PR #1024, opened 2022-11-15
refactor(metadata): consolidate cgroup/process into procfs provider

maxbrunet:


pkg/metadata/procfs.go
```diff
@@ -0,0 +1,94 @@
...
+
+	if len(cgroups) == 1 || len(cgroups) == 2 {
+		cgroup = cgroups[0]
+	} else {
+	cgroupsLoop:
+		for _, cg := range cgroups {
+			for _, ctlr := range cg.Controllers {
+				if ctlr == "cpu" {
+					cgroup = cg
+					break cgroupsLoop
```
kakkoyun, line 75:
```suggestion
					return cg
```
I think it would be easier to read. No need to use the tags.

pkg/metadata/procfs.go
```diff
@@ -0,0 +1,94 @@
...
+			"executable":  model.LabelValue(executable),
+			"ppid":        model.LabelValue(strconv.Itoa(stat.PPID)),
+		}, nil
+	}}
+}
+
+func findCPUCgroup(cgroups []procfs.Cgroup) procfs.Cgroup {
+	var cgroup procfs.Cgroup
+
+	if len(cgroups) == 1 || len(cgroups) == 2 {
```
kakkoyun, line 67: It would be nice to explain the reasoning of the cases here as comments.

I know the previous version didn't also have them. The cases don't make any sense to me right now.

kakkoyun (commented):
Thanks for cleaning things up. I really like the procfs library.
I have a couple of comments inline.

cmd/parca-agent/main.go
```diff
@@ -308,9 +308,8 @@ func run(logger log.Logger, reg *prometheus.Registry, flags flags) error {
 		[]metadata.Provider{
 			metadata.ServiceDiscovery(logger, discoveryManager),
 			metadata.Target(flags.Node, flags.MetadataExternalLabels),
-			metadata.Cgroup(),
 			metadata.Compiler(),
-			metadata.Process(),
+			metadata.Procfs(),
```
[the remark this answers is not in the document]
maxbrunet: I like procfs :slightly_smiling_face:

pkg/metadata/procfs.go
maxbrunet: `len(cgroups) == 2` was wrong, it was for trailing new lines, I removed it, otherwise I do not know myself. I called the function `findCPUCgroup` because I assume that is what we are looking for. @javierhonduco any suggestions?

pkg/metadata/process.go
```diff
@@ -25,28 +27,62 @@ func Process() Provider {
...
+				return cg
+			}
+
+			for _, ctlr := range cg.Controllers {
+				if strings.Contains(ctlr, "systemd") {
+					return cg
+				}
+			}
+		}
+	}
```
kakkoyun, line 85:
```suggestion
	for _, cg := range cgroups {
		for _, ctlr := range cg.Controllers {
			if ctlr == "cpu" {
				return cg
			}
		}

		if strings.Contains(cg.Path, "systemd") {
			return cg
		}

		for _, ctlr := range cg.Controllers {
			if strings.Contains(ctlr, "systemd") {
				return cg
			}
		}
	}
```

nit: No need for the else.

pkg/metadata/process.go
```diff
@@ -25,28 +27,62 @@ func Process() Provider {
...
+
+	for _, cg := range cgroups {
+		for _, ctlr := range cg.Controllers {
+			if ctlr == "cpu" {
+				return cg
+			}
+		}
+
+		if strings.Contains(cg.Path, "systemd") {
```
maxbrunet, line 76: Should we be looking for `/system.slice/` or `/user.slice/` prefixes here?

https://systemd.io/CGROUP_DELEGATION/#systemds-unit-types

pkg/metadata/process_test.go
```diff
@@ -0,0 +1,201 @@
...
+					Path:        "/kubepods.slice/kubepods-burstable.slice/kubepods-burstable-pod1ff39434b35faeef64159d11e3f96024.slice/docker-09af509f3db677a2275723fc71bff3d9b6d19e4d404c44822f2262f700adcd4b.scope",
+				},
+				{
+					HierarchyID: 2,
+					Controllers: []string{"freezer"},
+					Path:        "/kubepods.slice/kubepods-burstable.slice/kubepods-burstable-pod1ff39434b35faeef64159d11e3f96024.slice/docker-a.scope",
+				},
+				{
+					HierarchyID: 1,
+					Controllers: []string{"name=systemd"},
```
maxbrunet, line 122: Is this case real? It is not listed as a supported controller:
https://systemd.io/CGROUP_DELEGATION/#controller-support

maxbrunet (commented):
@javierhonduco a couple questions about the systemd-related conditions

Should the condition be "has `cpu` controller" (cgroup v1) or "has no controller" (cgroup v2)? (without any mention of systemd)

pkg/metadata/procfs.go
javierhonduco: The name sounds good to me! The tricky thing here is that a process can be in multiple CPU cgroups, but we return the first one, right? Perhaps we could add a comment about this so the expectation is clear

pkg/metadata/process.go
javierhonduco: Sounds good to me!

maxbrunet:
Made some changes. Still two questions unanswered

> Should the condition be "has cpu controller" (cgroup v1) or "has no controller" (cgroup v2)? (without any mention of systemd)

and/or

https://github.com/parca-dev/parca-agent/pull/1024#discussion_r1027333812

pkg/metadata/process_test.go
kakkoyun: cc @javierhonduco I assume you've added this example.

pkg/metadata/process.go
```diff
@@ -25,28 +27,68 @@ func Process() Provider {
...
+		// Find first systemd slice
+		// https://systemd.io/CGROUP_DELEGATION/#systemds-unit-types
+		if strings.HasPrefix(cg.Path, "/system.slice/") || strings.HasPrefix(cg.Path, "/user.slice/") {
+			return cg
+		}
+
+		// FIXME: what are we looking for here?
+		// https://systemd.io/CGROUP_DELEGATION/#controller-support
+		for _, ctlr := range cg.Controllers {
+			if strings.Contains(ctlr, "systemd") {
```
kakkoyun, line 87: Yes, this conflicts with the documentation. Is there a version difference? Maybe `unified` mode.
Apparently this is an edge case since this is the second time we check the controllers.

maxbrunet: Unified mode is cgroup v2, this is always empty in v2 

> For cgroups version 1 hierarchies, this field contains a comma-separated list of the controllers bound to the hierarchy.  For the cgroups version 2 hierarchy, this field is empty.

https://man7.org/linux/man-pages/man7/cgroups.7.html

kakkoyun (approved):

pkg/metadata/process_test.go
javierhonduco: Sorry, somehow missed this! I think this was added by Maxime, but might be wrong 😄 . Either way, I am not sure about how real this case is 😿

PR #1034, opened 2022-11-16
Introduce debug-process-names and experimental-enable-dwarf-unwinding

kakkoyun:

```
// Hidden debug flags (only for debugging):
--debug-process-names []string 
Only attach profilers to specified processes. comm name will be used to match the given matchers. Accepts Go regex syntax (https://pkg.go.dev/regexp/syntax).

// These flags are experimental. Use them at your own peril.
--experimental-enable-dwarf-unwinding bool 
Unwind stack using .eh_frame information.
```
## Test

1. `sudo ./scripts/local-run.sh` with **`testdata/out/basic-cpp-no-fp`**:

<details>

```shell
sudo "${PARCA_AGENT}" \
            --node=local-test \
            --http-address=:7071 \
            --log-level=debug \
            --experimental-enable-dwarf-unwinding \
            --debug-process-names=basic-cpp-no-fp \
            --remote-store-address=localhost:7070 \
            --remote-store-insecure
```
CleanShot 2022-11-17 at 10 54 19@2x

</details>

2.  `sudo ./scripts/local-run.sh` with **CRuby interpreter**:

<details>

```shell
sudo "${PARCA_AGENT}" \
            --node=local-test \
            --http-address=:7071 \
            --log-level=debug \
            --experimental-enable-dwarf-unwinding \
            --debug-process-names=ruby \
            --remote-store-address=localhost:7070 \
            --remote-store-insecure
```

CleanShot 2022-11-17 at 14 59 16@2x

CleanShot 2022-11-17 at 14 59 02@2x

</details>

3. `make dev/up` with Minikube

<details>

CleanShot 2022-11-16 at 16 48 16

CleanShot 2022-11-16 at 16 51 04@2x

</details>

### DIFF
--- a/bpf/cpu/cpu.bpf.c
+++ b/bpf/cpu/cpu.bpf.c
@@ -162,6 +162,8 @@ u32 UNWIND_SAMPLES_COUNT = 7;
 
 /*================================ MAPS =====================================*/
 
+BPF_HASH(configuration, u8, u8, 1);
+BPF_HASH(debug_pids, int, u8, 32);
 BPF_HASH(stack_counts, stack_count_key_t, u64, MAX_STACK_COUNTS_ENTRIES);
 BPF_STACK_TRACE(stack_traces, MAX_STACK_TRACES);
 BPF_HASH(dwarf_stack_traces, int, stack_trace_t, MAX_STACK_TRACES);
@@ -342,6 +344,23 @@ static __always_inline void show_row(stack_unwind_table_t *unwind_table,
 static __always_inline bool has_unwind_information(pid_t pid) {
   stack_unwind_table_t *shard1 = bpf_map_lookup_elem(&unwind_table_1, &pid);
   if (shard1) {
+    return true;
+  }
+  return false;
+}
+
+static __always_inline bool is_debug_mode_enabled() {
+  u64 zero = 0;
+  void *val = bpf_map_lookup_elem(&configuration, &zero);
+  if (val) {
+    return true;
+  }
+  return false;
+}
+
+static __always_inline bool is_debug_enabled_for_pid(int pid) {
+  void *val = bpf_map_lookup_elem(&debug_pids, &pid);
+  if (val) {
     return true;
   }
   return false;
@@ -668,6 +687,10 @@ int profile_cpu(struct bpf_perf_event_data *ctx) {
 
   if (user_pid == 0)
     return 0;
+
+  if (is_debug_mode_enabled())
+    if (!is_debug_enabled_for_pid(user_tgid))
+      return 0;
 
   bool has_unwind_info = has_unwind_information(user_pid);
   // Check if the process is eligible for the unwind table or frame pointer
--- a/bpf/cpu/cpu.bpf.c
+++ b/bpf/cpu/cpu.bpf.c
@@ -60,6 +60,12 @@ enum stack_walking_method {
   STACK_WALKING_METHOD_DWARF = 1,
 };
 
+struct config_t {
+  bool debug;
+};
+
+const volatile struct config_t config = {};
+
 /*============================== MACROS =====================================*/
 
 #define BPF_MAP(_name, _type, _key_type, _value_type, _max_entries)            \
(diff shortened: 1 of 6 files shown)


pkg/profiler/cpu/cpu.go
```diff
@@ -263,54 +271,40 @@ func (p *CPU) Run(ctx context.Context) error {
...
+			return fmt.Errorf("failed to create procfs: %w", err)
+		}
 
-	dwarfStackTraces, err := m.GetMap(dwarfStackTracesMapName)
-	if err != nil {
-		return fmt.Errorf("get dwarf stack traces map: %w", err)
-	}
+		var matchers []*regexp.Regexp
+		for _, exp := range p.debugProcessNames {
+			regex, err := regexp.Compile(exp)
```
brancz, line 288: compiling a regex is rather expensive, we should do this once only

cmd/parca-agent/main.go
```diff
@@ -108,8 +108,11 @@ type flags struct {
 	DebuginfoStrip               bool          `kong:"help='Only upload information needed for symbolization. If false the exact binary the agent sees will be uploaded unmodified.',default='true'"`
 	DebuginfoUploadCacheDuration time.Duration `kong:"help='The duration to cache debuginfo upload exists checks for.',default='5m'"`
 
+	// Hidden debug flags (only for debugging):
+	DebugProcessNames []string `kong:"help='Only attach profilers to specified processes. comm name will be used to match the given matchers. Accepts Go regex syntax (https://pkg.go.dev/regexp/syntax).',hidden=''"`
```
brancz, line 112: Do we really need this to be a list? A single regex would be sufficient, no? If people really want to they can just use "or" in the regex.

brancz (commented):
I personally think a set of `comm`s would have been sufficient, but I'm happy with the regex as well. Only the compiling comment is something I think we need to address the rest I don't feel strongly about.

brancz:
Since it's all experimental and we can change flags arbitrarily especially with experimental features, let's just make this a single flag I would say.

pkg/profiler/cpu/cpu.go
kakkoyun: This actually happens once. It's outside the profiling loop and the watch loop.

cmd/parca-agent/main.go
kakkoyun: This is true. I also wanted to give the option to match against the exact names without thinking of the regex syntax. e.g. `etcd, kube-apiserver`

kakkoyun:
> Since it's all experimental and we can change flags arbitrarily especially with experimental features, let's just make this a single flag I would say.

One of the reasons, I want to have 2 flags, is to be able to use `debug-process-names` solely. It has many use cases while debugging things with the agent. Especially, after enabling system-wide profiling the information we collect from even a single node system can be overwhelming while trying to debug some specific thing.

bpf/cpu/cpu.bpf.c
```diff
@@ -162,6 +162,8 @@ u32 UNWIND_SAMPLES_COUNT = 7;
 
 /*================================ MAPS =====================================*/
 
+BPF_HASH(configuration, u8, u8, 1);
```
kakkoyun, line 165: @javierhonduco Do you know a more space-efficient way for these types of maps? I don't need the values; I want to check the existence of the keys.

brancz (approved):

javierhonduco:
> I personally think a set of comms would have been sufficient, but I'm happy with the regex as well. Only the compiling comment is something I think we need to address the rest I don't feel strongly about.

Having a regex is very useful for some applications that use named threads, they typically name them as `io-thread-$IO_THREAD_COUNT` :D

javierhonduco:
Oh, the only other thing I wanted to ask is to test if everything works for dwarf based stack unwinding. Could you run `cpp-basic-no-fp` and some simple Ruby script to check that everything's working fine? 

The output should not be too different from https://github.com/parca-dev/parca-agent/pull/978's test plan

kakkoyun:
> Oh, the only other thing I wanted to ask is to test if everything works for dwarf based stack unwinding. Could you run `cpp-basic-no-fp` and some simple Ruby script to check that everything's working fine?
> 
> The output should not be too different from #978 test plan

Updated the issue with the test results.

javierhonduco (approved):
LGTM!! 🎉

PR #1040, opened 2022-11-17
debuginfo: Make sure uploads do not block

kakkoyun:

Supersedes https://github.com/parca-dev/parca-agent/pull/1038

### DIFF
--- a/pkg/debuginfo/manager.go
+++ b/pkg/debuginfo/manager.go
@@ -54,6 +54,8 @@ type Manager struct {
 	*Extractor
 	*Uploader
 	*Finder
+
+	uploadTimeoutDuration time.Duration
 }
 
 // New creates a new Manager.
@@ -61,6 +63,7 @@ func New(
 	logger log.Logger,
 	reg prometheus.Registerer,
 	client Client,
+	uploadTimeout time.Duration,
 	cacheTTL time.Duration,
 	debugDirs []string,
 	stripDebuginfos bool,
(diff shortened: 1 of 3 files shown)


pkg/debuginfo/manager.go
```diff
@@ -123,25 +128,30 @@ func (di *Manager) removeAsUploading(buildID string) {
...
-			g.Go(func() error {
-				err := di.ensureUploaded(ctx, objFile)
-				if err != nil {
-					level.Error(logger).Log("msg", "failed to ensure debuginfo is uploaded", "err", err)
-				}
-				return nil
-			})
+	go func() {
+		_, err, _ := di.sfg.Do("ensure-uploaded", func() (interface{}, error) {
+			g := errgroup.Group{} // errgroup.WithContext doesn't work for this use case, we want to continue uploading even if one fails.
```
javierhonduco, line 133: Should we use [`WithContext`](https://cs.opensource.google/go/x/sync/+/refs/tags/v0.1.0:errgroup/errgroup.go;l=45;bpv=1;bpt=1)?

javierhonduco (approved):

pkg/debuginfo/manager.go
kakkoyun: I have added the comment for this question 😅

kakkoyun: But if the context gets canceled from the caller, we already propagate it down, so the grpc calls will be canceled. And group will exit.

javierhonduco: > I have added the comment for this question 😅

Oops, my bad, didn't see it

### What you will do
Lines containing the word "based" must all be returned from the material above.

### Solution to the problem
Oh, the only other thing I wanted to ask is to test if everything works for dwarf based stack unwinding. Could you run `cpp-basic-no-fp` and some simple Ruby script to check that everything's working fine? 
> Oh, the only other thing I wanted to ask is to test if everything works for dwarf based stack unwinding. Could you run `cpp-basic-no-fp` and some simple Ruby script to check that everything's working fine?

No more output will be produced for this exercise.